++++ Given records ++++

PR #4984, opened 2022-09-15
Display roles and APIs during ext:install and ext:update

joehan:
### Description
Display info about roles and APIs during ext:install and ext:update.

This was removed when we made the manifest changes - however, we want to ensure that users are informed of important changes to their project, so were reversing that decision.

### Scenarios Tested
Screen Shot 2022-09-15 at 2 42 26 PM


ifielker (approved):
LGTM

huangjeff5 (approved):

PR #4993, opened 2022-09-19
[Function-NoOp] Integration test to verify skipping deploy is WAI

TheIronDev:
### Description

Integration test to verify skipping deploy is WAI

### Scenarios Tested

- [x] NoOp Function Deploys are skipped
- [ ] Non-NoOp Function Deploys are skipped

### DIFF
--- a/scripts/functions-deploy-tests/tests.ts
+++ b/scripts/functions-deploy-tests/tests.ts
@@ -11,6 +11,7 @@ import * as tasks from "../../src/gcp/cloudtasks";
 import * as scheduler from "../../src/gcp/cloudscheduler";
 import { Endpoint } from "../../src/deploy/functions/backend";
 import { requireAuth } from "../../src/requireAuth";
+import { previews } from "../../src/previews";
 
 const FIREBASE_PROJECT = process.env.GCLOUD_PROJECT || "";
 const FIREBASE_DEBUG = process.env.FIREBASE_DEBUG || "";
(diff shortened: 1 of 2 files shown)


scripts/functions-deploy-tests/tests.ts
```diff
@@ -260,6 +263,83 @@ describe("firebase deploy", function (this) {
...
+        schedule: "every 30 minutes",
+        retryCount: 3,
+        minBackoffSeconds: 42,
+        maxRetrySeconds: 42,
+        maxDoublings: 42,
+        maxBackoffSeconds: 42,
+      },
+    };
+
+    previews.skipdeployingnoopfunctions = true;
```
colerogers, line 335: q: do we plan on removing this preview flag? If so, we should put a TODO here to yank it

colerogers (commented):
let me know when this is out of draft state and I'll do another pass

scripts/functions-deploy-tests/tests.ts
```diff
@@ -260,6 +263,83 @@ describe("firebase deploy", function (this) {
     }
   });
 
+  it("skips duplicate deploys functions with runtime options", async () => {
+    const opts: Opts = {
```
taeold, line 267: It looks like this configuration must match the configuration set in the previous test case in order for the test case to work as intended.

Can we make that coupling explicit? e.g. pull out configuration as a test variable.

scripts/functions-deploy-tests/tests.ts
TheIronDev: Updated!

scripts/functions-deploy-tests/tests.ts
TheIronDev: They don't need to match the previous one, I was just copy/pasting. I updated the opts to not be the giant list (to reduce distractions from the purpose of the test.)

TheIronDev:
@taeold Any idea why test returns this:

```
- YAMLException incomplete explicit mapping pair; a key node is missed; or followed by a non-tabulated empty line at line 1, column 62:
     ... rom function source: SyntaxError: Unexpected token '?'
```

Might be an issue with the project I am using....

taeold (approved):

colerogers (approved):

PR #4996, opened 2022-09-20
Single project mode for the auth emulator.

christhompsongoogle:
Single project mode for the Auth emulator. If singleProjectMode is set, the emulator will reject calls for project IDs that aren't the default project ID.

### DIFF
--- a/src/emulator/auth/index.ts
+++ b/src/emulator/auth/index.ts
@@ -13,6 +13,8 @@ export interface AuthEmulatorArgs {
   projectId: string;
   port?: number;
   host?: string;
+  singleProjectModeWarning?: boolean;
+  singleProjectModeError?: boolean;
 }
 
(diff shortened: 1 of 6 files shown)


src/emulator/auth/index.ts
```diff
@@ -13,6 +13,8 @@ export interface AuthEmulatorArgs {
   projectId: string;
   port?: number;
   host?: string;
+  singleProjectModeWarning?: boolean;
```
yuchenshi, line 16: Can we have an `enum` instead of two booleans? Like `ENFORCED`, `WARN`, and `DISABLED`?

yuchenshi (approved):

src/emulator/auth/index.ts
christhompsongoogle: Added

++++

Task item:
Using the data above, return each line that includes the word "roles".

Output of the exercise:
Display roles and APIs during ext:install and ext:update
Display info about roles and APIs during ext:install and ext:update.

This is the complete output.